The amount of DNA in an organism's cells varies enormously across the tree of life — up to 7,000-fold in animals alone. This variation is not simply a reflection of organismal complexity: some grasshoppers carry roughly 6× more DNA than humans. Most of this variation is due to highly repetitive non-coding regions and transposable elements rather than differences in gene number.

Why does so much variation exist? How does it arise and spread? Are there consistent patterns of genome size change across lineages? I use flow cytometry-based genome size estimates combined with comparative phylogenetic approaches to investigate these patterns across a broad range of insects. While most of my work has focused on Drosophila species, I have also been part of collaborative efforts spanning multiple beetle families and other insects.

I am actively working to sequence individuals from species that show unusual or extreme patterns of genome size change, to identify the molecular mechanisms driving those shifts.

While genome size variation between species is well documented, genome size — like any other quantitative trait — also varies within a species. In the Drosophila Genetic Reference Panel, the largest genomes contain roughly 30,000,000 more base pairs than the smallest. This within-species variation has been shown to correlate with reproductive fitness, body size, and developmental timing.

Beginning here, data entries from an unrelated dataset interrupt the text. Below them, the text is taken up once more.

PR #149, opened 2025-03-27
use go tool to manage versions of tools

bobcallaway:


loosebazooka:
There was some discussion about not polluting the dependency versions with gotool, but I don't have a strong opinion here.

cmurphy (dismissed):

Issue #148, opened 2025-03-26
Expose batching parameters


cmurphy:
**Description**

Add flags in the Rekor server to change these defaults in Tessera:

https://github.com/transparency-dev/trillian-tessera/blob/a60c8d23e801e11eb7511a623d144d6a7da3d0d4/append_lifecycle.go#L35-L42

PR #152, opened 2025-03-27
Expose Tessera append lifecycle options

cmurphy:
Expose Tessera's batch size, batch age, checkpoint interval, and pushback options through Rekor's configuration. This will enable us to tune the server to balance the cost and latency of sequencing entries, and in particular it will allow us to reduce the time to publish a new checkpoint so that entries added sequentially in tests no longer need to wait up to 10 seconds for a response.

Fixes https://github.com/sigstore/rekor-tiles/issues/148

### DIFF
--- a/cmd/rekor-server/app/serve.go
+++ b/cmd/rekor-server/app/serve.go
@@ -72,7 +72,12 @@ var serveCmd = &cobra.Command{
 			slog.Error(fmt.Sprintf("failed to initialize signer: %v", err.Error()))
 			os.Exit(1)
 		}
-		tesseraStorage, err := tessera.NewStorage(ctx, viper.GetString("hostname"), tesseraDriver, signer)
+		appendOptions, err := tessera.NewAppendOptions(ctx, viper.GetString("hostname"), signer, viper.GetUint("batch-max-size"), viper.GetDuration("batch-max-age"), viper.GetDuration("checkpoint-interval"), viper.GetUint("pushback-max-outstanding"))
+		if err != nil {
+			slog.Error(fmt.Sprintf("failed to initialize append options: %v", err))
+			os.Exit(1)
+		}
+		tesseraStorage, err := tessera.NewStorage(ctx, viper.GetString("hostname"), tesseraDriver, appendOptions)
 		if err != nil {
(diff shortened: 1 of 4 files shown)


cmd/rekor-server/app/serve.go
```diff
@@ -116,6 +121,13 @@ func init() {
 	serveCmd.Flags().String("signer-kmshash", "sha256", "hash algorithm used by the KMS")
 	serveCmd.Flags().String("signer-tink-kek-uri", "", "encryption key for decrypting Tink keyset. Valid options are [aws-kms://keyname, gcp-kms://keyname]")
 	serveCmd.Flags().String("signer-tink-keyset-path", "", "path to encrypted Tink keyset")
+
+	// tessera lifecycle configs
+	serveCmd.Flags().Uint("batch-max-size", tessera.DefaultBatchMaxSize, "the maximum number of entries that will accumulated before being sent to the sequencer")
+	serveCmd.Flags().Duration("batch-max-age", tessera.DefaultBatchMaxAge, "the maximum amount of time a batch of entries will wait before being sent to the sequencer")
+	serveCmd.Flags().Duration("checkpoint-interval", tessera.DefaultCheckpointInterval, "the frequency at which a checkpoint will be published")
```
jku, line 128: Is it somehow visible in CLI that these are duration strings that get parsed?

jku (approved):
lgtm with one question on CLI discoverability

cmd/rekor-server/app/serve.go
bobcallaway:
```sh
start the Rekor server

Usage:
  rekor-server serve [flags]

Flags:
      --batch-max-age duration           the maximum amount of time a batch of entries will wait before being sent to the sequencer (default 250ms)
      --batch-max-size uint              the maximum number of entries that will accumulated before being sent to the sequencer (default 256)
      --checkpoint-interval duration     the frequency at which a checkpoint will be published (default 10s)
```

jku: with the example in the default value that seems clear enough

ramonpetgrave64 (approved):

PR #153, opened 2025-03-27
feat:  add timeouts, max payload size

ramonpetgrave64:
#### Summary

 - Adds timeouts for the GRPC server.
 - Adds max payload size, and metrics for the payload sizes

The timeout can be configured at CLI with `--grpc-timeout=30s`, for example.

We use this value for both when establishing a connection and when the connection is established but idle.

 - https://grpc.io/docs/guides/keepalive/#keepalive-configuration-specification

**Testing Process**

No new unit tests added against these changes, specifically. It is difficult to test the timeouts, but we can manually test the max payload size.

```shell
payload_size=$((5 * 1024 * 1024)) 
payload_file="payload.json"
random_data=$(head -c "$payload_size" /dev/urandom | base64)
json_payload=$(cat <<EOF
{
  "data": "$random_data"
}
EOF
)
echo "$json_payload" > "$payload_file"
curl -X POST \
  -H "Content-Type: application/json" \
  -d @- \
  http://localhost:3000/api/v2/log/entries < payload.json 

{"code":3, "message":"http: request body too large", "details":[]}%   
```

**TODO**:

- [x] since the grpc server is fronted by an http proxy , determine if it makes sense to set the grpc server's connection and idle timeouts.
- [x] determine a good [MaxRecvMsgSize](https://pkg.go.dev/google.golang.org/grpc@v1.71.0#MaxRecvMsgSize)
- [x] A way to test the timeouts and payload sizes

#### Release Note

Adds timeouts, max payload size, and payload size metrics.


haydentherapper:
Discussion from 4/1 meeting: HTTP proxies to gRPC, so we should test what the error is when gRPC times out for an HTTP request. We can also configure the idle timeout for HTTP to match the gRPC timeout [here](https://github.com/sigstore/rekor-tiles/blob/258d6f19133fb45de2187557f8b8800ad6f635ad/pkg/server/http.go#L102), which is what we do in Fulcio.

re: max receiving size, gRPC defaults to 4Mb. We have a hard limit of 128Mb at the load balancer - https://github.com/sigstore/public-good-instance/blob/33d9d6f53441ead73b2ba60dfa15c5d2329634b6/terraform/environments/staging/1-infrastructure/ingress.tf#L229

pkg/server/grpc.go
```diff
@@ -51,9 +52,13 @@ type grpcServer struct {
...
 
-	opts = append(opts, grpc.ChainUnaryInterceptor(
-		getMetrics().serverMetrics.UnaryServerInterceptor(),
-	))
+	opts = append(opts,
+		grpc.ChainUnaryInterceptor(getMetrics().serverMetrics.UnaryServerInterceptor()),
+		grpc.ConnectionTimeout(config.timeout),
+		grpc.KeepaliveParams(keepalive.ServerParameters{MaxConnectionIdle: config.timeout}),
+		// explicitly set to 4MB. https://github.com/grpc/grpc-go/blob/cdbdb759dd67c89544f9081f854c284493b5461c/server.go#L59C39-L59C54
+		grpc.MaxRecvMsgSize(defaultMaxSizeBytes),
```
haydentherapper, line 59: can this be a flag value, `max-request-body-size`, and passed through configuration?

ramonpetgrave64: There is also the DefaultMaxHeaderBytes, which by default is 1MB, but some providers like GCP load balancer limit it to 8KB. Should we also make that configurable? 

- https://pkg.go.dev/net/http#pkg-constants
- https://cloud.google.com/load-balancing/docs/https/custom-headers#:~:text=the%20same%20name.-,Limitations,KB%20or%2016%20request%20headers.

haydentherapper: That default seems fine and not something we'd need to modify.

haydentherapper (approved):

PR #155, opened 2025-03-28
build: Add vscode workspace settings

jku:
Without this the language server can't handle tests/e2e_tests.go from #128

(if everyone else is some kind of emacs wizard I can keep this to myself too)

### DIFF
--- a/.vscode/settings.json
+++ b/.vscode/settings.json
@@ -1,0 +1,3 @@
+{
+    "go.buildTags": "e2e",
+}


cmurphy:
Neither fulcio nor rekor v1 have this, how do vscode users manage for those projects?

jku:
this is (almost) my first golang project so not sure but I  assume they add required build tags to their personal settings (or live without ide support in tests)

haydentherapper:
I usually just run `go test -tags=e2e ./...` from the command line. I don't have a custom vscode settings file so I wouldn't be opposed to this, but this could cause a conflict for another developer who does have a custom file.

Just searching around for guidance, https://stackoverflow.com/questions/32964920/should-i-commit-the-vscode-folder-to-source-control suggests checking this file in.

haydentherapper (approved):

jku:
> I usually just run go test -tags=e2e ./... from the command line. I don't have a custom vscode settings file so I wouldn't be opposed to this, but this could cause a conflict for another developer who does have a custom file.

I was unclear: the issue is that basic annotations and autocomplete in the IDE are missing in `e2e_tests.go` without this setting -- so either we commit this or all vscode users do a similar change in their user settings.

I'll merge this now, let's revisit if anyone complains.
.

Issue #157, opened 2025-03-28
Add persistent deduplication


cmurphy:
**Description**

Add support for [`WithAntispam`](https://github.com/transparency-dev/trillian-tessera/blob/61661a3e39541adec35d4eaaf02c983f2fff0e60/append_lifecycle.go#L203) which uses a separate Spanner table to prevent duplicated entries. This brings us into feature parity with Rekor v1/Trillian which did not allow duplicate entries.

PR #159, opened 2025-03-28
Add support for deduplication

cmurphy:
Add options to configure the WithAntispam Tessera append options[1].

The "persistent" antispam layer does not work with the GCP Spanner emulator because it relies on the currently unsupported "batch write" operation. So this option is disabled by default and not tested in the e2e tests, but should be enabled when deployed to real infrastructure.

[1] https://github.com/transparency-dev/trillian-tessera?tab=readme-ov-file#antispam

This updates Tessera to an unreleased version in order to get the latest antispam settings.

Fixes https://github.com/sigstore/rekor-tiles/issues/157


haydentherapper (approved):

cmurphy:
> If the same request hits our loud balancer and is farmed out to two rekor-tiles instances, do we end up with duplicate entries?

Yes, this level would not protect against that. The "persistent" layer should.

haydentherapper (approved):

I have used long-running phenotype selection lines to examine genome size change over relatively short evolutionary timescales. I am actively investigating the evolutionary advantages (and disadvantages) of carrying more or less DNA — whether specific types of repetitive DNA assist in environmental adaptation, and how much intraspecific variation is expected before it contributes to divergence or speciation.

Underreplication is a fascinating phenomenon in which DNA replication stalls before copying the late-replicating heterochromatin. Long known in the polytene salivary glands of Drosophila, it was only recently documented in thoracic tissue. We showed — with the help of expert undergraduate dissectors — the specific thoracic tissues in which this stalling occurs, and I subsequently demonstrated underreplication in 132 species across the Drosophila genus.

Because genome size variation is largely due to repetitive and non-coding DNA in heterochromatic regions, underreplication offers a unique window into how heterochromatin and euchromatin evolve at different rates. We find dramatically different patterns of change between chromatin types across species. I hope to answer outstanding questions about this phenomenon through long-read sequencing, transcriptomics, and phenotypic studies.

Sex chromosomes are often the first biological structure invoked to explain differences between males and females. In XY systems, as sex chromosomes differentiate over evolutionary time, the Y chromosome loses gene content and becomes increasingly heterochromatized and compacted. We have found that in many Drosophila species, not only does gene content decrease — the physical amount of DNA on the Y chromosome shrinks as well.

Hypothetically, the Y chromosome shrinks progressively until it becomes so small that it can be lost entirely, potentially triggering sex chromosome turnover and the emergence of neo-sex chromosome systems. I use genome size differences between males and females (measured via flow cytometry) as a proxy for Y chromosome content, allowing rapid screening across many species to identify candidates for turnover events.

Beyond physical size, I am interested in what genetic content is found on neo-sex chromosomes, and whether specific chromosomes are more likely to be recruited as sex chromosomes. I am sequencing males and females from species that I have identified as having probable sex chromosome turnover events to investigate these questions directly.

Forensic entomology is the application of insect biology to legal investigations. The most prominent application is in medico-legal death investigations, where insects colonizing remains can be used to estimate the time and circumstances of death. Underpinning this applied work is a foundation of basic biological knowledge: development, occurrence, geographic distribution, and the effects of environmental variables on insect biology.

Previous work in my lab has contributed to the transcriptomics of forensically relevant blow flies, including small RNA markers of developmental age and sex-identification approaches for immature specimens. Current efforts focus on documenting the distributions and occurrences of forensically relevant Diptera across the ecoregions of Utah, in collaboration with Dr. Lauren M. Weidner at Arizona State University. We are also developing genomic and bioinformatic pipelines for eDNA-based identification and detection of these important flies.